痩せた体。腕の細さは骨の形を隠しきれず、頬は落ち、目は半ば閉じている。抱えられていた幼い子どもが、声もなく彼女の服を握っていた。
ざわめきが起きる。
「……動かすな」
エルディア・ヴァレンティナがすぐに制止した。
周囲の人間が距離を取る。無用な混乱を避ける動きは、すでに“身についている”。
「原因は栄養不足と脱水。意識低下。今すぐ処置すれば持つ」
淡々と状況を言語化する。
だが、その次の言葉が出ない。
必要なのは、治療だ。
だが――
治療を行えば、列は止まる。
列が止まれば、配給が滞る。
滞れば、不満が生まれる。
不満は、崩壊の火種になる。
秩序は、脆い。
「前へ運べ」
レオニア・アルディウスが命じる。
声は鋭く、迷いはない。
「配給は止めない。列は維持する」
即断だった。
人は守る。だが、流れは止めない。
それが彼女の“答え”だ。
「了解」
エルディアが頷き、二人に合図を出す。
女は静かに列から外され、火のそばへと運ばれる。
配給は続く。
誰も声を上げない。
だが、視線が揺れている。
“見ている”。
その事実が、空気に残る。
「……いい判断ですわ」
マリナ・ルクレツィアが柔らかく言う。
「流れを止めないのは正しい。ここで崩れれば、全体が死にますもの」
彼女の言葉は、価値の観点から見た正解だ。
だが。
レオニアは答えない。
視線は、運ばれていく女の背に向いている。
火のそばに置かれた彼女に、エルガード・カウフマンが膝をついた。
言葉はない。
だが、空気が変わる。
水が集まり、熱が巡る。
過剰ではない、必要最小限の調整。
体内に無理なく回るように、わずかな水分を補い、温度を整える。
治療ではない。
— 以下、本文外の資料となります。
PR #2797, opened 2026-08-06
feat: Transfer protocol for TypeGPU resources (on souls)

### LINKED ISSUE #2690: feat(@typegpu/react): Add ability to pass device and adapter options to <Root> component

reczkok:
Replaces #2732, rebuilt on top of #2796. With souls in place the protocol got much simpler: a snapshot is just a structured copy of the resource's soul

- transferred pipelines arrive precompiled and are never resolved again, so definitions (`tgpu.fn`, entry functions, `tgpu.comptime`) stay runtime-local
- pipelines carrying attachments or a bound pass/encoder throw on transfer (those hold views and encoders local to their runtime)
- data schemas travel as descriptions of themselves - every schema is callable and host serializers claim functions before asking whether a value is transferable, so there's no way to hand them the schema directly
- transfer cache keeps identity: sending the same resource twice yields the same object back


reczkok:
Replaced by #2797 (i'm dumb it's not this one 🧌)

apps/typegpu-docs/astro.config.mjs
```diff
@@ -243,6 +243,11 @@ export default defineConfig({
               label: 'React Native',
               slug: 'integration/react-native',
             },
+            {
+              label: 'React Native Worklets',
+              slug: 'integration/react-native/worklets',
+              badge: { text: 'experimental', variant: 'caution' },
```
iwoplaza: The 'caution' badge color doesn't look that good. Imo lets use the neutral color until we can style this part of the docs better.
```suggestion
              badge: { text: 'experimental' },
```

aleksanderkatan (commented):
Some of my comments from #2732 still apply

iwoplaza (approved):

だが、崩れを止める。
女の呼吸が、わずかに戻る。
それだけだ。
だが――それだけで、子どもの手が、少し強く彼女の服を握った。
レオニアはそれを見ていた。
胸の奥が、わずかに軋む。
「……助かるのか」
低く、問う。
「分からない」
エルガードは即答する。
「だが、持つ可能性は上がった」
それだけの事実。
レオニアは小さく息を吐く。
配給の列は、途切れていない。
人々は並び、受け取り、戻っていく。
秩序は、守られている。
だが。
目の前には、守られなかったかもしれない命がある。
「……私は」
言葉が、わずかに揺れる。
「正しいことをしたのか」
初めての問いだった。
自分の選択への。
エルディアが静かに答える。
「正しいわよ」
即答。
「流れを止めなかった。それで全体は守られた」
事実としての正しさ。
「でも」
マリナが続ける。
「“全部”は守っていませんわね」
それもまた、事実。
レオニアは目を閉じる。
剣を抜けば、守れると思っていた。
強くあれば、切れば、前に出れば。
だが、ここでは違う。
守るべきは、一人ではない。
全体だ。
そのために、目の前を“外す”。
それは――
「……見捨てたのか」
自分の声が、わずかに重い。
「違う」
エルガードが答える。
「選んだ」
短い言葉。
だが、重い。
「全部は守れない。だから、崩れない方を選んだ」
それが、現実だ。
レオニアはゆっくりと目を開ける。
火が揺れている。
列が動いている。
人が、回っている。
そして、火のそばで、小さな命が息を繋いでいる。
どちらも、現実だ。
「……ならば」
レオニアは静かに言う。
「私は、その両方を見続ける」
秩序も。
人間性も。
どちらか一方ではなく、両方を。
「選ぶのは、最後でいい」
エルディアが小さく笑う。
「そういうこと」
マリナも頷く。
「価値は、最後に決まりますもの」
エルガードは何も言わない。
ただ、女の呼吸を確認し、子どもに水を渡す。
それだけの行為。
だが、それが意味を持つ。
配給は続く。
火は消えない。
命は、すべては守れない。
だが、すべてを捨てるわけでもない。
秩序と人間性。
その間で、人は選び続ける。
レオニア・アルディウスは、初めてその“重さ”を知る。
剣では測れない重さを。
それでも彼女は、立っている。
揺れながら。
だが、崩れずに。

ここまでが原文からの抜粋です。